Issue #736, opened 2021-01-29
Transactions among shared gold can be incorrectly interweaved.


jonathanmclaus:
Shared gold is based around the concept of rebalancing the gold based on the tribe player after each transaction. Because gold is not immediately gained upon `EVENT_PLAYER_UNIT_PAWN_ITEM`, the rebalancing is delayed using `nullTimer`. This can lead to the following situation:

1. Player X buys an item, scheduling callback A to happen "instantaneously".
2. Player Y sells an item, scheduling callback B to happen "instantaneously".
3. Callback A is executed, which tries to syncs gold and fails because both X and Y differ from the tribe gold.
4. Callback B is executed with the same failure.

If it were possible to look up the gold for the pawned item, the gold per player could be handled via variables and not rely on the game state. These variables could be updated instantly and then use a timer to simply synce the game state to the variables for display purposes. However, this cannot be done without more scaffolding to support such a lookup.

Instead, the callback will be changed so that instead of syncing each player's gold to the one that differs in the pool, the differential between each player and the tribe gold will be applied. For example, if the tribe has 20 gold, one player has 17, and another player has 25, the net of -3 + 5 will be applied to the pool and then gold will be synced using this value.

There will also be a lock used to prevent a player from entering and leaving the pool while a callback is scheduled, in case such a trigger could be executed between steps 1 and 3 above. It may be true that only non-triggered game events like step 2 above can be interweaved, but it is simple enough to bundle together this new style of syncing and then applying any updates to the settings whenever either action is needed, meaning the callback will look like:

1. Sync gold using the new differential system.
2. Handle any pending setting changes.

And this callback will be executed both after transactions and after a setting change is desired.

jonathanmclaus:
This was implemented by separating those two steps into separate callbacks, but using a semaphore to ensure that the second step does not happen while the first step is pending.

jonathanmclaus:
Closing this ticket. I think the work is good enough that using variables to hold the gold per player is unnecessary.

PR #737, opened 2021-01-29
Fixed desynchronization of shared gold pools.

jonathanmclaus:
$changelog: Fixed bug where simultaneous transactions could desynchronize shared gold.


jonathanmclaus:
Addresses #736 partially.

PR #738, opened 2021-01-30
Added tooltip commands for testing unittypes.

jonathanmclaus:


jonathanmclaus:
Squash merge commit was deleted because it has to be reworded.

PR #750, opened 2021-02-08
Change Mana Burn on Mage Masher to be proportional to current mana.

Jaccouille:
$changelog: Changed Mage Masher to burn 5% of current mana, minimum 10.
$changelog: Fixed bug where Mage Masher could activate during some spells.

I recoded mage masher mana burn effect so we can move on this point rather than dragging the issue on discord for X month, I am starting to forget the point we had reached so I would pushed this.

I scrolled up the discord channel a bit and followed this suggestion from @theQuazz


jonathanmclaus:
The changelog says 2.5% but the code and Quazz say 5%. It's just a typo in the changelog, right? Using 2.5% means that a unit would need 400 mana before this matters.

theQuazz:
🥇

PR #751, opened 2021-02-08
Replaced raw buff id by explicit reference from stdlib

Jaccouille:
Recently updated the wurst stdlib to include a buffIds class, replaced the raw buff id, haven't tested if every buff works as intended yet.


jonathanmclaus:
Can you change this to just use `Assets`? I know your PR on stdlib is pending, but I'm fine merging this change referencing `Assets` before that.

PR #757, opened 2021-03-07
[WIP] Implemented pop up custom UI

Jaccouille:
This is a custom UI pop up frame that display 3 icons upon purchase or artifact item (horn of mammoth, pinion...) pickup to allied players.

I believe it can increase clarity/coordination and make the game a bit smoother for certain player, I am a lazy person, I don't like to have to write "got forge, bought mud hut....".

I don't think custom UI are really necessary for this but I had the idea and I think it looks neat.

### DIFF
--- a/imports/MyTableOfContent.toc
+++ b/imports/MyTableOfContent.toc
@@ -1,0 +1,1 @@
+PopUp.fdf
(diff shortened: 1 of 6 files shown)


Jaccouille:
Although this would not be a bad idea to improve clarity and information sharing in a team game, considering the current unstable Warcraft 3 environment, I believe this change would require too much time to implement.

A simple text displayed to allied players can replace this feature while being more reliable.

PR #759, opened 2021-09-13
Replaced the -as command with -dps.

Jaccouille:
$changelog: Replaced the -as command with -dps.

The command was unclear to players, they thought it gave the current attack speed while it can only give the basic attack cooldown of the unit.

It is possible to compute the attack speed, but you'd have to check for buff and items, which seem to be a hassle.

The computing agility bonus is rather easy since you can get the unit agility.

The following formula can compute the number of attacks per second: (1 + bonus attack speed in %) / base attack cooldown
[source](https://www.hiveworkshop.com/threads/attack-speed-calcuation.199711/#post-1961841)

···

* TASK TO COMPLETE: Working from the material above, restate word for word the lines between the line with "PR #737, opened 2021-01-29" and the line with "mana, minimum 10.", both included, and only those.

* RESULT:
PR #737, opened 2021-01-29
Fixed desynchronization of shared gold pools.

jonathanmclaus:
$changelog: Fixed bug where simultaneous transactions could desynchronize shared gold.


jonathanmclaus:
Addresses #736 partially.

PR #738, opened 2021-01-30
Added tooltip commands for testing unittypes.

jonathanmclaus:


jonathanmclaus:
Squash merge commit was deleted because it has to be reworded.

PR #750, opened 2021-02-08
Change Mana Burn on Mage Masher to be proportional to current mana.

Jaccouille:
$changelog: Changed Mage Masher to burn 5% of current mana, minimum 10.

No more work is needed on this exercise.